O Carioca não pede licença, ele chega com sol de verão, arquibancadas cheias de histórias e aquela sensação de que cada jogo vale mais do que três pontos, vale a zoação da semana, a resenha no botequim, o rádio ligado no volume máximo e o debate eterno sobre quem joga mais bola mesmo quando a tabela diz o contrário.
Chamam de estadual, mas o Carioca é teatro. É clássico em sequência, camisa pesada, gramado que já viu o mundo parar é o campeonato em que o resultado importa, claro, mas o jeito importa ainda mais. Aqui, ganhar feio nunca foi virtude. Aqui, o futebol precisa ter alma.
Enquanto outros campeonatos se explicam por números, o Carioca se sustenta por personagens. O ponta habilidoso, o zagueiro folclórico, o técnico pressionado desde a primeira rodada. Tudo amplificado pela rivalidade que não tira férias apenas muda de endereço.

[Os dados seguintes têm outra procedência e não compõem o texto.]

PR #208, opened 2025-04-24
feat: ParsingNeuralNetwork add property to send out outputs of multiple heads in a single message

jkbmrz:
## Specification

None / not applicable

None / not applicable

## Deployment Plan

None / not applicable

## Testing & Validation

None / not applicable

### DIFF
--- a/depthai_nodes/node/parsing_neural_network.py
+++ b/depthai_nodes/node/parsing_neural_network.py
@@ -60,6 +60,11 @@ class ParsingNeuralNetwork(dai.node.ThreadedHostNode):
         return list(self._parsers.values())[0].out
 
     @property
+    def outputs(self) -> dai.Node.Output:
+        """Returns outputs of all heads in a single output message."""
+        pass
+
+    @property
     def passthrough(self) -> dai.Node.Output:
         return self._nn.passthrough
 
--- a/depthai_nodes/node/parsing_neural_network.py
+++ b/depthai_nodes/node/parsing_neural_network.py
@@ -23,6 +23,8 @@ class ParsingNeuralNetwork(dai.node.ThreadedHostNode):
         Neural network inputs.
     out : Node.Output
         Neural network output. Can be used only when there is exactly one model head. Otherwise, getOutput method must be used.
+    outputs: Node.Output
+        Neural network output having dai.MessageGroup as a payload which contains outputs of all model heads and can be accessed as a dictionary with str(model head index) as a key. Can be used only when there is at least two model heads. Otherwise, out property must be used.
     passthrough : Node.Output
         Neural network passthrough.
     passthroughs : Node.OutputMap
@@ -40,6 +42,7 @@ class ParsingNeuralNetwork(dai.node.ThreadedHostNode):
         self._pipeline = self.getParentPipeline()
         self._nn = self._pipeline.create(dai.node.NeuralNetwork)
         self._parsers: Dict[int, BaseParser] = {}
+        self._internal_sync: Optional[dai.node.Sync] = None
 
     @property
     def input(self) -> dai.Node.Input:
@@ -62,7 +65,11 @@ class ParsingNeuralNetwork(dai.node.ThreadedHostNode):
     @property
     def outputs(self) -> dai.Node.Output:
         """Returns outputs of all heads in a single output message."""
-        pass
+        if self._internal_sync is None:
+            raise RuntimeError(
+                "ParsingNeuralNetwork node must have at least two model heads to use sync node and outputs property."
+            )
+        return self._internal_sync.out
 
     @property
     def passthrough(self) -> dai.Node.Output:
@@ -260,6 +267,10 @@ class ParsingNeuralNetwork(dai.node.ThreadedHostNode):
         self._nn.build(input, self._nn_archive, **kwargs)
 
         self._updateParsers(self._nn_archive)
+
+        if len(self._parsers) > 1:
+            self._createSyncNode()
+
         return self
 
     def run(self) -> None:
@@ -268,6 +279,22 @@ class ParsingNeuralNetwork(dai.node.ThreadedHostNode):
         Method runs with start of the pipeline.
         """
         self._checkNNArchive()
+
+    def cleanup(self):
+        """Cleans up the ParsingNeuralNetwork node and removes all nodes created by
+        ParsingNeuralNetwork from the pipeline.
+
+        Must be called before removing the node from the pipeline.
+        """
+        if self._internal_sync is not None:
+            self._pipeline.remove(self._internal_sync)
+            self._internal_sync = None
+
+        self._pipeline.remove(self._nn)
+        self._nn = None
+
+        self._removeOldParserNodes()
+        self._parsers = {}
 
     def _updateParsers(self, nnArchive: dai.NNArchive) -> None:
         self._removeOldParserNodes()
@@ -312,3 +339,14 @@ class ParsingNeuralNetwork(dai.node.ThreadedHostNode):
 
     def _getConfig(self):
         return self._nn_archive.getConfig()
+
+    def _createSyncNode(self):
+        if len(list(self._parsers.values())) <= 1:
+            raise RuntimeError(
+                "ParsingNeuralNetwork node must have at least two model heads to use sync node."
+            )
+        self._internal_sync = self._pipeline.create(dai.node.Sync)
+        self._internal_sync.setRunOnHost(True)
+        outputs = [parser.out for parser in list(self._parsers.values())]
+        for ix, output in enumerate(outputs):
+            output.link(self._internal_sync.inputs[str(ix)])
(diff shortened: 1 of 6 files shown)


jkbmrz:
I'm a bit stuck on this. Within `ParsingNeuralNetwork` we operate with parser objects and we can only get `dai.Node.Output` out of them (and not the actual messages). I don't really see a way how to reconstruct these into `dai.MessageGroup` without an additional host node. Based on our discussion [HERE](https://github.com/luxonis/depthai-experiments/pull/650#discussion_r2056425156), do you have some ideas how to tackle this problem? @dominik737 @kkeroo @klemen1999

kkeroo:
Hm yeah, looking into it its not that trivial to implement. One idea how we could have it done is by utilizing `Sync` node which is silently added to the pipeline if the `ParsingNeuralNetwork` detects multihead model. How it could work is that we create `Sync` node inside PNN with the `parentPipeline` during the build if its multihead model.

```
        self.mux = self._pipeline.create(dai.node.Sync)
        self.mux.setRunOnHost(True)
        outputs = [parser.out for parser in list(self._parsers.values())]
        for ix, output in enumerate(outputs):
            output.link(self.mux.inputs[str(ix)])
```

And the `outputs` property can then be defined as 
```
    @property
    def outputs(self) -> dai.Node.Output:
        return self.mux.out
```

The output msg will then be `MessageGroup` and I think syncing wont be problem because all heads will have the same timestamp etc.

Alternatively, we can just use `Sync` node itself in the experiments pipeline to group the outputs before going into the `GatherData`. Or we create new host node which just groups the incoming messages (`Group`/`Multiplexer` etc)

jkbmrz:
Augmenting the `ParsingNeuralNetwork` with `Sync` node would be quite a nice solution. However, using the `Sync` node from `dai` might cause latency due to host/device switching (for example, the information flow of the `age-gender` experiment would be as follows: ... -> parsers run on host -> `dai.node.Sync` runs on device -> `depthai_nodes.node.GatherNode` runs on host). Thus, making a custom version of the `Sync` that runs on host might be the best performant solution to this problem (and we can still include it silently to the `ParsingNeuralNetwork`).

kkeroo:
> However, using the Sync node from dai might cause latency due to host/device switching

`Sync` node can also run on host (`self.mux.setRunOnHost(True)`).

dominik737:
You can either add the `Sync` node, but need to ensure for example that when the `ParsingNeuralNetwork` node gets removed from the pipeline also the `Sync` node gets removed from the pipeline. 

Or you can have some very simple internal mechanism for this. You can create a queue on the `dai.Node.Output` with `createOutputQueue()`, you set it `blocking=True`, since you don't want to throw the messages. 
Then you can either have:
1. A cycle in another thread that would call `get` on all the head output queues and then would output a `dai.MessageGroup` out of it. 
2. On the output queue call `addCallback` and call a function that would append the item to thread-safe dictionary. After the append it would check whether all head outputs are present. If so it would output the `dai.MessageGroup`.

jkbmrz:
Thanks! I think adding the `Sync` node would be a more clean solution (also the code will be more readable).

kkeroo:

E quando o apito inicial soa, a cidade entende: o ano começou de verdade. Porque o Campeonato Carioca é isso o mais charmoso do Brasil. Não por ser perfeito, mas por ser inconfundível. Um campeonato que não se joga apenas com os pés, mas com a lembrança de quem já viu muito e ainda assim espera sempre mais. A propósito, o Flamengo estreou no Campeonato Carioca 2026 com um jogo que misturou emoção, juventude e aquele tempero típico do futebol carioca. Atuando com time formado principalmente por jogadores da base, o Rubro-Negro encarou a Portuguesa-RJ no Estádio Raulino de Oliveira, em Volta Redonda, e acabou empatando por 1 a 1.
Que venha a bola, que venham os clássicos. O charme voltou. ⚽✨
Por Cercado de Traíras FC — a voz da arquibancada.